Description of the task> Please copy each line of the records below that includes the word "iops".
Stored data below:
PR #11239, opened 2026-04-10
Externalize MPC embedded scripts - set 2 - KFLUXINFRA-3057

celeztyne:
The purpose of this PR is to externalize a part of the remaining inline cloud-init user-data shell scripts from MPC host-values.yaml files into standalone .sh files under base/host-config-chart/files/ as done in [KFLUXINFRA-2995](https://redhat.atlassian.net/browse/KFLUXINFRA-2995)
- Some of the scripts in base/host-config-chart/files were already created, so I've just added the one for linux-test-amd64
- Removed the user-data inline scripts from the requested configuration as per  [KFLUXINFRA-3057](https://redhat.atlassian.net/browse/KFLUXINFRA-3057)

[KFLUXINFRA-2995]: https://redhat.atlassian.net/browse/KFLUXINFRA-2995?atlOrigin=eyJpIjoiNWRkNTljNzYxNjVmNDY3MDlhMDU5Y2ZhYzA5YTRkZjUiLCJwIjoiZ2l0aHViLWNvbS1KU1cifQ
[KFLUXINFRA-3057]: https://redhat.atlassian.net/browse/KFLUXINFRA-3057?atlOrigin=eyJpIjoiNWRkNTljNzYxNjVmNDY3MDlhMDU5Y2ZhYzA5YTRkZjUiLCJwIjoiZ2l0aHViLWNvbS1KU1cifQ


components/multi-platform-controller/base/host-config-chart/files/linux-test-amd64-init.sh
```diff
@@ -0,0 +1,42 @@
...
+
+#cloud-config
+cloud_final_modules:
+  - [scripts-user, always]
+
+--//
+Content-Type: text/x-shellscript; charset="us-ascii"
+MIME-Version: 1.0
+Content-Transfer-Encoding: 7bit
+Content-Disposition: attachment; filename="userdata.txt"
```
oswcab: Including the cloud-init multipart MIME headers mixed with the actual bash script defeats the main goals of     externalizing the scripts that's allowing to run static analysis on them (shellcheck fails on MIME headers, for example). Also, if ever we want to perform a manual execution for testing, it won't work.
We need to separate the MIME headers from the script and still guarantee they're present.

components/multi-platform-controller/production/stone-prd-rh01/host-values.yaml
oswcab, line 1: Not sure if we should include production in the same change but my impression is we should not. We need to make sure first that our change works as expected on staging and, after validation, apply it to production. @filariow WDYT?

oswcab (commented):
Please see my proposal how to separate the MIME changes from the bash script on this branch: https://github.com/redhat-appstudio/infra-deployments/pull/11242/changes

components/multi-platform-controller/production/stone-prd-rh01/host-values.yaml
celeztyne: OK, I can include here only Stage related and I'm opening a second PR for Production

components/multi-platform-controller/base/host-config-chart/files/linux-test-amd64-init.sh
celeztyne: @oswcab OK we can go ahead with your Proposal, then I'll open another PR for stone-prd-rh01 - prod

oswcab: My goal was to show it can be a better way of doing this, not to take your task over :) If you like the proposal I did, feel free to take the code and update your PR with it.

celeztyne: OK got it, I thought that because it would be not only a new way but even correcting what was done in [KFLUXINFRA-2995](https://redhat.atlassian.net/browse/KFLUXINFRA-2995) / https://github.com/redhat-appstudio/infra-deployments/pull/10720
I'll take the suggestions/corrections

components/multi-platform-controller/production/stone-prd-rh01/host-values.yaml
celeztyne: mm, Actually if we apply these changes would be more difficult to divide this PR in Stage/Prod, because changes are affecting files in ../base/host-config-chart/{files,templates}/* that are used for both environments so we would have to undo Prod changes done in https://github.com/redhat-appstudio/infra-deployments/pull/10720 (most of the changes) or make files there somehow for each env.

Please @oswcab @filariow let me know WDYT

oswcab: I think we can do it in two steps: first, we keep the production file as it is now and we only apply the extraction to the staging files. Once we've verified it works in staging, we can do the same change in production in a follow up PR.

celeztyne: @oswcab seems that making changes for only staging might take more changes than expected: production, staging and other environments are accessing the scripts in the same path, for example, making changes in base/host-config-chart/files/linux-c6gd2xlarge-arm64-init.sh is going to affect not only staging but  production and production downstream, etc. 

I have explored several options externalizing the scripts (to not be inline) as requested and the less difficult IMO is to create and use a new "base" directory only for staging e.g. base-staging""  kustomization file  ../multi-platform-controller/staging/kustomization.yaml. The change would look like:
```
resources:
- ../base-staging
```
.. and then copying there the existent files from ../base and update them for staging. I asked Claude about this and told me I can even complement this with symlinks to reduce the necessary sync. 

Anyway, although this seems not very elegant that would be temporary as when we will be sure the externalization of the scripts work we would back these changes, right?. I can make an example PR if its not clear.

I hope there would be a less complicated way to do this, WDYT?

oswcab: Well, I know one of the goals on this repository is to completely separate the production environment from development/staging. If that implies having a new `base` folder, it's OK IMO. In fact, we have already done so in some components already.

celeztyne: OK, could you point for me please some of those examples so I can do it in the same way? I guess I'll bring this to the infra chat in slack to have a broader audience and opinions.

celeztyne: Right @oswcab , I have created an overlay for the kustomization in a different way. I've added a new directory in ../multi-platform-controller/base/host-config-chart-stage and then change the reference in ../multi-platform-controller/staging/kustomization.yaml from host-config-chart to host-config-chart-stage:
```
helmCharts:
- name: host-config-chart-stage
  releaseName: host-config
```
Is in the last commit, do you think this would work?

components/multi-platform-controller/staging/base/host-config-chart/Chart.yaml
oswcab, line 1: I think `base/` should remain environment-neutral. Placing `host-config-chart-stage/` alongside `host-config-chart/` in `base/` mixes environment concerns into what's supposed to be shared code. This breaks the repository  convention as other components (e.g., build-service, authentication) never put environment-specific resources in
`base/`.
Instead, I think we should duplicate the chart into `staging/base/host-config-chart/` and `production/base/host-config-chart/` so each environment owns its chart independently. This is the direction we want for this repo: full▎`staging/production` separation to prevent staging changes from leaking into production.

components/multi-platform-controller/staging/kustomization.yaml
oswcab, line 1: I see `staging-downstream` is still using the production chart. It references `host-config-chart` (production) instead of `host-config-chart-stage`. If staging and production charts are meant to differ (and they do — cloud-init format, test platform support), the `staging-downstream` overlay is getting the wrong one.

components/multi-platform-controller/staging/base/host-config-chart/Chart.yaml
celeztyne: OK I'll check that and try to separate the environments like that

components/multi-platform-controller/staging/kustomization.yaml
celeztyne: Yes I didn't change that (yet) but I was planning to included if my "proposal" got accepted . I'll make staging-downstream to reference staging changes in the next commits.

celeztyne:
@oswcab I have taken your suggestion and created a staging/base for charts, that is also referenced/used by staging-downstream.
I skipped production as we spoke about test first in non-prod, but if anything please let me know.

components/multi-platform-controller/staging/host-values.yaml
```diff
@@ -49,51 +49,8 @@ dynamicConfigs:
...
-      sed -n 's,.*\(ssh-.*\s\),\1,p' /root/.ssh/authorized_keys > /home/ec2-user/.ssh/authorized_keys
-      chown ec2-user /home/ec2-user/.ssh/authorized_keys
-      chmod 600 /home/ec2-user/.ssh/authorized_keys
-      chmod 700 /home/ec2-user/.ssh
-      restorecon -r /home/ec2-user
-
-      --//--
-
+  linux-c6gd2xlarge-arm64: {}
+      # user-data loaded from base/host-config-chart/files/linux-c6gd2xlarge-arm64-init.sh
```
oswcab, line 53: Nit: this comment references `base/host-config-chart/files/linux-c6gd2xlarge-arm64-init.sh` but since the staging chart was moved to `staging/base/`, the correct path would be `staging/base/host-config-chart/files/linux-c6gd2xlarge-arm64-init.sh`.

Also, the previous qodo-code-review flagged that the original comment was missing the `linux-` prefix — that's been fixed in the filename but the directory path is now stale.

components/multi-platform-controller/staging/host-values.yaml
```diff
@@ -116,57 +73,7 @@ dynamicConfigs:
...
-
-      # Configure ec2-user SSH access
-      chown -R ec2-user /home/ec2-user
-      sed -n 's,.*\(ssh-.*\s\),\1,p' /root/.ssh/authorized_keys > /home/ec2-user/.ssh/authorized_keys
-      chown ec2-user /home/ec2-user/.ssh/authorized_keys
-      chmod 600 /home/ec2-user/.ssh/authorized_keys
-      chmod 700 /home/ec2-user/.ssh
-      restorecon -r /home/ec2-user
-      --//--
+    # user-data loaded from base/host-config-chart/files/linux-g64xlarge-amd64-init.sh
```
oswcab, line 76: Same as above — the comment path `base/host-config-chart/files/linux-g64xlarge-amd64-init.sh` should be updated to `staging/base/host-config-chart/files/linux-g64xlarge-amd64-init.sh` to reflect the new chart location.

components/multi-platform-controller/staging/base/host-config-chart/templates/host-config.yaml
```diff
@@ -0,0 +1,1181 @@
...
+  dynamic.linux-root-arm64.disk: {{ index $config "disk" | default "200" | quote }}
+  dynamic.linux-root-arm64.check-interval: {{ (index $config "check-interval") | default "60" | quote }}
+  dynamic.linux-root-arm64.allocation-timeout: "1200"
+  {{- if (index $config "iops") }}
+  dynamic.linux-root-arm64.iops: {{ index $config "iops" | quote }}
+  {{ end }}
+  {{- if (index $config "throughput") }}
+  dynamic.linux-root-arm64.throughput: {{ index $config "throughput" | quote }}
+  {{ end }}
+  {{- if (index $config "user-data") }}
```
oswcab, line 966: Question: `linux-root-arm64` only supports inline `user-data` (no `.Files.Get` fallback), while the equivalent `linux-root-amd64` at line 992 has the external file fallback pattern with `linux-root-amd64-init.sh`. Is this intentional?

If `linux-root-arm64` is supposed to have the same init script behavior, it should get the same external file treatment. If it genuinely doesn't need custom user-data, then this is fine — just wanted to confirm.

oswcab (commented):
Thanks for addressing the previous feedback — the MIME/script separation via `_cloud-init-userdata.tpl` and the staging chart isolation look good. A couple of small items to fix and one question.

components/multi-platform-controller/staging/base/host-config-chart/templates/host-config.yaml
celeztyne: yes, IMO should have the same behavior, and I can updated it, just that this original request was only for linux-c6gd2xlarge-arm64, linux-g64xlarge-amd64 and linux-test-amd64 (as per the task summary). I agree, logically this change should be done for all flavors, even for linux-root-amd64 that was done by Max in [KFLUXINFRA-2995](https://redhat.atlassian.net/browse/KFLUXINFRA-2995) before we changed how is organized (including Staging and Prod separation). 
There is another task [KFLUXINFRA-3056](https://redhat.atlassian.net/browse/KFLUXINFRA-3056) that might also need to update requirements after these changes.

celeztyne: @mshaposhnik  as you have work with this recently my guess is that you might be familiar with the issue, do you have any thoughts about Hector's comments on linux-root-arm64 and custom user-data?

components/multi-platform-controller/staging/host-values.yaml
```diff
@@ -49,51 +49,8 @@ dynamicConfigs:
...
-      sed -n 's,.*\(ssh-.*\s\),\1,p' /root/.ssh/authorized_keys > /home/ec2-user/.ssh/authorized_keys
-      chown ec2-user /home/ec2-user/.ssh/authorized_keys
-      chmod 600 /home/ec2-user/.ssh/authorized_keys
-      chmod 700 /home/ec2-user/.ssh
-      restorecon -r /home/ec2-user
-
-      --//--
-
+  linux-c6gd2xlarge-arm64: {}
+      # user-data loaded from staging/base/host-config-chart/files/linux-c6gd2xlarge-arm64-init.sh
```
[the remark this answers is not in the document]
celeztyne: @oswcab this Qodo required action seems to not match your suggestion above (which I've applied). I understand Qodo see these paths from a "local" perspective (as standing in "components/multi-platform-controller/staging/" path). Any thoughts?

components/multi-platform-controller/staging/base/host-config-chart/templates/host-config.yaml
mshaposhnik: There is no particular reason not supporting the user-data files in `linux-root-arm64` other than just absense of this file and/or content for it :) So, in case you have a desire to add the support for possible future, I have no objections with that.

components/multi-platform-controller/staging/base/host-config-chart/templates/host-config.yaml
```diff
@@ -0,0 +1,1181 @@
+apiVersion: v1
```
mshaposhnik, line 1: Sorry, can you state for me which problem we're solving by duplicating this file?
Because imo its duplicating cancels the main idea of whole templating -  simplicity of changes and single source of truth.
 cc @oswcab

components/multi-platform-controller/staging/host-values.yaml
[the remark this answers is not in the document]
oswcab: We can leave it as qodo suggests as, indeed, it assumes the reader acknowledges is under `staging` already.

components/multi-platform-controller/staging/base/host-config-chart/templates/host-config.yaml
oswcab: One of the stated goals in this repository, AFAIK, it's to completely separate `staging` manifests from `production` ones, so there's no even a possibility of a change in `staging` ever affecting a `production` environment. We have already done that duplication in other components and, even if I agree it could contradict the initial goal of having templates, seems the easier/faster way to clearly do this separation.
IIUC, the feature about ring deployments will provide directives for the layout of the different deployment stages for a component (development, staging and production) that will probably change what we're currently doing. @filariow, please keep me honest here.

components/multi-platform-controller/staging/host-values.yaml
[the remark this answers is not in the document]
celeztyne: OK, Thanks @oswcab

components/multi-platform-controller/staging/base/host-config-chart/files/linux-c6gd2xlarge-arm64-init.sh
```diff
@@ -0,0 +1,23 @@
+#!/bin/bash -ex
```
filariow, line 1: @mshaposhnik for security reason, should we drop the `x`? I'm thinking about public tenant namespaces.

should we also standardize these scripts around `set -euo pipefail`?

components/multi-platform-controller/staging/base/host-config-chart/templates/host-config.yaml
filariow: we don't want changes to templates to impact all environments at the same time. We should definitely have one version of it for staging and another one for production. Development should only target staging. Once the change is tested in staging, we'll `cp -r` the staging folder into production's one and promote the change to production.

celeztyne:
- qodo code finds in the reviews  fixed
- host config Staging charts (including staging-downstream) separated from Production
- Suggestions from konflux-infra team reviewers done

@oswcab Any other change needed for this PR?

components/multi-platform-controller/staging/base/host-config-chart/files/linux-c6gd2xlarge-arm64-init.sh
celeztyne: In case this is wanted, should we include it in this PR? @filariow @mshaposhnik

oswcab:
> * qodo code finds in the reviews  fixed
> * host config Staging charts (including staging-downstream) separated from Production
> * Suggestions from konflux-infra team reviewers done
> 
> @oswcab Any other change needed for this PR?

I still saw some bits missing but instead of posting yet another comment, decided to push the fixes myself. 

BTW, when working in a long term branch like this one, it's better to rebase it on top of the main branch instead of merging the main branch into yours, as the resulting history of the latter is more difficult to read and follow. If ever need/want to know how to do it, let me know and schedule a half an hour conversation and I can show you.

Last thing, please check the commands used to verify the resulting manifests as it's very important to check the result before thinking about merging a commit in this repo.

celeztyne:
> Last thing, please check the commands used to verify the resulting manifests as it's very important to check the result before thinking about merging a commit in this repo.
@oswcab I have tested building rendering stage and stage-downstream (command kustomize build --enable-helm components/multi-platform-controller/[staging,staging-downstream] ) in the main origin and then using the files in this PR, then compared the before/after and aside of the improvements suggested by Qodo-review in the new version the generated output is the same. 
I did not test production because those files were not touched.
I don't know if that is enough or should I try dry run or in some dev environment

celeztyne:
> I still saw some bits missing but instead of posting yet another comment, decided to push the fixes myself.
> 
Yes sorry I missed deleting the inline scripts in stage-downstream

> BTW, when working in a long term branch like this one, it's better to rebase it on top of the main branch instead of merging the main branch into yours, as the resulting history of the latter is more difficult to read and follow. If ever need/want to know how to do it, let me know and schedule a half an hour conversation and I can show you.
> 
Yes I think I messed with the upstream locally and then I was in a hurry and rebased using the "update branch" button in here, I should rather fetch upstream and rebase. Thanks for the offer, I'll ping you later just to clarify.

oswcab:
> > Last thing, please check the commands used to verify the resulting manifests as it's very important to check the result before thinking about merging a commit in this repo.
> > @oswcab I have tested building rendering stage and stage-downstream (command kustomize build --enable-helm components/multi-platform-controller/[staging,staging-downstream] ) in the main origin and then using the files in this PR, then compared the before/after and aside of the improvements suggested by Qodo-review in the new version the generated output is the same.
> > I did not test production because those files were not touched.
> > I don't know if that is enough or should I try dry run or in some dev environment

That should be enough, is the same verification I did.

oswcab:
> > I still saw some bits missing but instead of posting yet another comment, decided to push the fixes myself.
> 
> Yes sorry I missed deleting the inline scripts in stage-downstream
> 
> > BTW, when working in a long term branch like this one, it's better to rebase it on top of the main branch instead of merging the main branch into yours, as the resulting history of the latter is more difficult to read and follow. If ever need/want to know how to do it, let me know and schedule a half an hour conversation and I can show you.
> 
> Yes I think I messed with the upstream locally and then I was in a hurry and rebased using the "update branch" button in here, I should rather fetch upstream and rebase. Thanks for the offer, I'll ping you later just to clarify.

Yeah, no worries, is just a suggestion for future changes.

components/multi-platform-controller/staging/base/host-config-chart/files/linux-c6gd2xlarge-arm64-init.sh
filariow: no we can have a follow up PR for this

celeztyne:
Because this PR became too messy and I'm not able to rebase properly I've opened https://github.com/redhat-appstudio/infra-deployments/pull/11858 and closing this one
End of Stored data.
Stored data below:
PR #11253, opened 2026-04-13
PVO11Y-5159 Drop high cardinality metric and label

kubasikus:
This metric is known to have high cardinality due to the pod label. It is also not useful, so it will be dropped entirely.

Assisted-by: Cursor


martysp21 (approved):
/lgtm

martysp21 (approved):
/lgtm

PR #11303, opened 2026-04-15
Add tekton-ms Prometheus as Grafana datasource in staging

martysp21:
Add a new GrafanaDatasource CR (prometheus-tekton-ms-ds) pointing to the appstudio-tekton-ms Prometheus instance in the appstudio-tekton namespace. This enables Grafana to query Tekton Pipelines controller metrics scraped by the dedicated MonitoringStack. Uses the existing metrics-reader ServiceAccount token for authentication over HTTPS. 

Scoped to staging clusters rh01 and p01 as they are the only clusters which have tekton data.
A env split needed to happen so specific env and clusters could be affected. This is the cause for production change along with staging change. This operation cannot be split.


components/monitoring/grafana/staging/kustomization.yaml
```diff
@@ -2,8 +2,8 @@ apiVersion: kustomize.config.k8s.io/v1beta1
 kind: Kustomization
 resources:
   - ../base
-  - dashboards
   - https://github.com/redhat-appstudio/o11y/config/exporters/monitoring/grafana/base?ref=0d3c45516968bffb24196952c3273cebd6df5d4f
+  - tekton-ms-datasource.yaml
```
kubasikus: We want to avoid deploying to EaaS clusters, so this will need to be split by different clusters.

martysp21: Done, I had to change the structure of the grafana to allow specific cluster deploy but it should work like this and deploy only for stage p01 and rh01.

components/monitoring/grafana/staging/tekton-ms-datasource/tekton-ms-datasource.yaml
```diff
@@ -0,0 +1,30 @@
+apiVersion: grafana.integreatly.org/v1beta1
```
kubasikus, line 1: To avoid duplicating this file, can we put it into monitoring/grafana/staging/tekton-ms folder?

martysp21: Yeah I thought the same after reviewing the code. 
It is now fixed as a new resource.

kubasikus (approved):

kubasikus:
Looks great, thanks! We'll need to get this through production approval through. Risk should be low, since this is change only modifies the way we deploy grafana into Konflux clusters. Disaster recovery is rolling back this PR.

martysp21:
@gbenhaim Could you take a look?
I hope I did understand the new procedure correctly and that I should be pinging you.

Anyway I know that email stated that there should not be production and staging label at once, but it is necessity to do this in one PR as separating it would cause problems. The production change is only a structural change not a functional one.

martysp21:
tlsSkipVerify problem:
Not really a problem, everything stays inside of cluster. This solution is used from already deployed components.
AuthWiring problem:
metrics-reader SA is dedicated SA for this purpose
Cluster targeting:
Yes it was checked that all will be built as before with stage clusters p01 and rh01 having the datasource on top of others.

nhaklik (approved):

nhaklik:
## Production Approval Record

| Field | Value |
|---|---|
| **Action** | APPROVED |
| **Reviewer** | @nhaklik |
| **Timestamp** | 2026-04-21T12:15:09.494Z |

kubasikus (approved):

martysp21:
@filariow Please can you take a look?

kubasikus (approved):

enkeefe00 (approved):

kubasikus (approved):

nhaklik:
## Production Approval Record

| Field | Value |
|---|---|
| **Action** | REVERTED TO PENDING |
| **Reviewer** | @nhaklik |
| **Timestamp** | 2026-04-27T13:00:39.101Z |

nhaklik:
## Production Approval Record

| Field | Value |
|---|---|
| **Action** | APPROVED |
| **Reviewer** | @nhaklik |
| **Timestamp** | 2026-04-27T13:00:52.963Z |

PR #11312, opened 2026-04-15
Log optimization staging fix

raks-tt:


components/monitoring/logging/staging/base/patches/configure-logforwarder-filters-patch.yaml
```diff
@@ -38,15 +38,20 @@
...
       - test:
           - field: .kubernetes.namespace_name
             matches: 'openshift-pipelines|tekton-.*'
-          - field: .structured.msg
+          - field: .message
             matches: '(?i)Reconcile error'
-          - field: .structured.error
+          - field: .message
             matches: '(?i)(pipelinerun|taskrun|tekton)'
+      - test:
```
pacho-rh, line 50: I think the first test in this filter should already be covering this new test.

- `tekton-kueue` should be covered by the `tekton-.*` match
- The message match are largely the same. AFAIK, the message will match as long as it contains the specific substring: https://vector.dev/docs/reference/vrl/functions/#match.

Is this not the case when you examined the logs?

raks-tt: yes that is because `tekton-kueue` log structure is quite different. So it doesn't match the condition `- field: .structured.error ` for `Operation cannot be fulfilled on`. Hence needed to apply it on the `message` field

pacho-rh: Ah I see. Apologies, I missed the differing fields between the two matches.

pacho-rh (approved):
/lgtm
End of Stored data.
Result for this task>
+  {{- if (index $config "iops") }}
+  dynamic.linux-root-arm64.iops: {{ index $config "iops" | quote }}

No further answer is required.